One striking element about police work in Bishkek that I discovered was the complete lack of respect locals have for law-enforcement officers. In nearly all of the cases I observed suspects challenged the police, threatening them with physical violence and warnings about having influential government contacts.
“I am a son of a general and who are you?” a drunken man in his early twenties shouted at Arsen when he tried to arrest him. The man was allegedly involved in one of the nightclub shootings. This type of response is hardly a surprise to Arsen and Bakyt. “Everyone is somebody’s son in Bishkek,” they both told me.
As two teenage girls, both dressed to party, jaywalked across Manas Avenue, Arsen called out through a loud speaker: “Please use the walkway” The girls were fast to shout back: “It is my birthday! What’s your business?”
Asked about the worst part of their job, both men answered: “the recurring feeling of injustice.” Arsen explained that there are times when he and other officers seize a driver’s license from a drunk or aggressive motorist, only to see the accused the next day, driving around Bishkek like nothing happened because he or she had used government connections to escape punishment.
“They sometimes drive past us and wave their hands, sneering “I told ‘ya it wasn't worth it!’” said Bakyt. The feeling of injustice is especially acute when police commanders blame rank-and-file officers for failing to prevent accidents caused by drunk drivers, he added. Bakyt said that, lately, the worst scofflaws are drivers for members of parliament and government employees.
The two also said equipment shortages are common. Very few police even have handcuffs. Most drive old Russian VAZ-7s – cars that break down frequently. “We sometimes see drivers passing on a red light, but we simply can't catch them,” according to Bakyt, who drove the night I rode along. Instead of patrolling the streets and competing with speeding drivers, Bishkek policemen prefer to hide behind trees at busy intersections and step out waving their truncheons to flag down drivers.
Despite the frustrations, Bakyt and Arsen see plenty to like about the reform initiative. One major upside of the new system is that police arrive much faster at altercations and crime scenes, including muggings, fights and auto accidents.

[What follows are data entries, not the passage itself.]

PR #7428, opened 2016-03-22
Clear GL error before initializing qml to avoid mystery crash

zzmp:
Adds a check before calling oglplus operations in the OffscreenQmlRenderThread to see if there are any outstanding gl errors. If there is one, it will be cleared and logged as:
```
Clearing outstanding GL error to set up QML FBO: ERROR_TYPE
```

This should remove setupFbo crashes, but continue to log when the errors occur.

### DIFF
--- a/libraries/gl/src/gl/GLWindow.cpp
+++ b/libraries/gl/src/gl/GLWindow.cpp
@@ -39,6 +39,14 @@ GLWindow::~GLWindow() {
 bool GLWindow::makeCurrent() {
     bool makeCurrentResult = _context->makeCurrent(this);
     Q_ASSERT(makeCurrentResult);
+    
+    std::call_once(_reportOnce, []{
+        qDebug() << "GL Version: " << QString((const char*) glGetString(GL_VERSION));
+        qDebug() << "GL Shader Language Version: " << QString((const char*) glGetString(GL_SHADING_LANGUAGE_VERSION));
+        qDebug() << "GL Vendor: " << QString((const char*) glGetString(GL_VENDOR));
+        qDebug() << "GL Renderer: " << QString((const char*) glGetString(GL_RENDERER));
+    });
+    
     Q_ASSERT(_context == QOpenGLContext::currentContext());
     
     return makeCurrentResult;
--- a/libraries/gl/src/gl/GLWindow.cpp
+++ b/libraries/gl/src/gl/GLWindow.cpp
@@ -39,14 +39,6 @@ GLWindow::~GLWindow() {
 bool GLWindow::makeCurrent() {
     bool makeCurrentResult = _context->makeCurrent(this);
     Q_ASSERT(makeCurrentResult);
-    
-    std::call_once(_reportOnce, []{
-        qDebug() << "GL Version: " << QString((const char*) glGetString(GL_VERSION));
-        qDebug() << "GL Shader Language Version: " << QString((const char*) glGetString(GL_SHADING_LANGUAGE_VERSION));
-        qDebug() << "GL Vendor: " << QString((const char*) glGetString(GL_VENDOR));
-        qDebug() << "GL Renderer: " << QString((const char*) glGetString(GL_RENDERER));
-    });
-    
     Q_ASSERT(_context == QOpenGLContext::currentContext());
     
     return makeCurrentResult;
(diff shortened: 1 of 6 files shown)


zzmp:
https://app.asana.com/0/74051501495175/101905459350859

#### Testing

Play with qml surfaces. This bug manifested at startup, so restart Interface a lot.
This bug has not been reproducible, and was only observed on 2-3 machines. Treat this more like a smoke test.

zzmp:
@samcake or @jherico, is it dangerous to clear the context like this? We do it after glewInit already (presumably because of `glewExperimental = true` causing a GL_INVALID_ENUM).

hifi-gustavo:
Build console output for commit: 362e288be8ef18d466e13db1dbea4bb6a00a7b8b available at: https://gist.github.com/185a7cde2d7679bf0733<br/><br/>Installers available for download at: <br/>Windows: http://s3.amazonaws.com/hifi-public/pr-builds/HighFidelity-Alpha-PR7428.exe<br/>OS X: http://s3.amazonaws.com/hifi-public/pr-builds/HighFidelity-Alpha-PR7428.dmg

OmegaHeron:
Tested Windows 7 - all basics look good :+1: 

Ran/closed/repeated > 10 times with no issues.  Haven't searched all logs yet, but, so far, not seeing any hits for new error.  Smoke test = QA Pass

libraries/gl/src/gl/OffscreenGLCanvas.cpp
```diff
@@ -57,13 +53,6 @@ bool OffscreenGLCanvas::makeCurrent() {
     bool result = _context->makeCurrent(_offscreenSurface);
     Q_ASSERT(result);
     
-    std::call_once(_reportOnce, []{
```
ZappoMan: let's not remove this, let's keep this reporting in here

libraries/gl/src/gl/OffscreenGLCanvas.cpp
```diff
@@ -44,10 +44,6 @@ bool OffscreenGLCanvas::create(QOpenGLContext* sharedContext) {
         return true;
     }
 
-    qWarning() << "GL Version: " << QString((const char*) glGetString(GL_VERSION));
```
ZappoMan: let's not remove this, let's keep this reporting in here

jherico: Actually, this block should go, because a) it's using warning, not debug, and b) it's after the create, but not after a makeCurrent.  Create doesn't automatically make the created context current.

libraries/gl/src/gl/OffscreenGLCanvas.cpp
jherico: this reporting should stay.

libraries/gl/src/gl/OffscreenQmlSurface.cpp
```diff
@@ -187,6 +187,15 @@ bool OffscreenQmlRenderThread::event(QEvent *e) {
 void OffscreenQmlRenderThread::setupFbo() {
     using namespace oglplus;
     _textures.setSize(_size);
+
+    // Before making any ogl calls, clear any outstanding errors
+    // FIXME: Something upstream is polluting the context with a GL_INVALID_ENUM,
+    //        likely from glewExperimental = true
+    GLenum err = glGetError();
+    if (err != GLEW_OK) {
```
jherico: you should be testing against `GL_NO_ERROR`.

libraries/gl/src/gl/GLWindow.cpp
```diff
@@ -39,14 +39,6 @@ GLWindow::~GLWindow() {
 bool GLWindow::makeCurrent() {
     bool makeCurrentResult = _context->makeCurrent(this);
     Q_ASSERT(makeCurrentResult);
-    
-    std::call_once(_reportOnce, []{
```
jherico: this reporting should stay.

hifi-gustavo:
Build console output for commit: e28a876629636c74dbfcd8d27444847146d3ef3a available at: https://gist.github.com/185a7cde2d7679bf0733<br/><br/>Installers available for download at: <br/>Windows: http://s3.amazonaws.com/hifi-public/pr-builds/HighFidelity-Alpha-PR7428.exe<br/>OS X: http://s3.amazonaws.com/hifi-public/pr-builds/HighFidelity-Alpha-PR7428.dmg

Previously patrol cars would leave from a central office in downtown Bishkek, losing valuable time as they drove to the city’s outskirts. Now they are often able to reach the destination within 2-5 minutes. “The number of calls from citizens has increased over the past month,” noted Aleksandr Leitin, the pilot project’s independent observer.
Police also like the switch to an 8-hour workday instead of 12-hour shifts. “I get time to spend with my family”, says Arsen, who used to leave home at dawn and come back after his kids were asleep.
The reform’s biggest challenge may be changing the attitudes of law-enforcement officers concerning the use of coercion. Bakyt and Arsen see the merit of respecting individual rights, and they acknowledged that the use of coercive methods may be harmful to promoting the rule of law. At the same time, they continue to see coercive tactics as a practical necessity. “How [else] would you find out if an alleged killer had accomplices?” asked Bakyt, who noted the existing investigatory capabilities of law-enforcement agencies are limited.
Both Bakyt and Arsen stressed that if the Bezopasnaya Doroga was to succeed, mechanisms would have to be put in place to prevent politicians from interceding in cases, both big and small, to rescue friends and relatives from punishment.
Mamyrov, the Interior Ministry official, agreed that the reform must not only involve police officers, but also politicians. “Change will only be possible if political leaders are clean,” he said.
Erica Marat is a commentator on Central Asian affairs.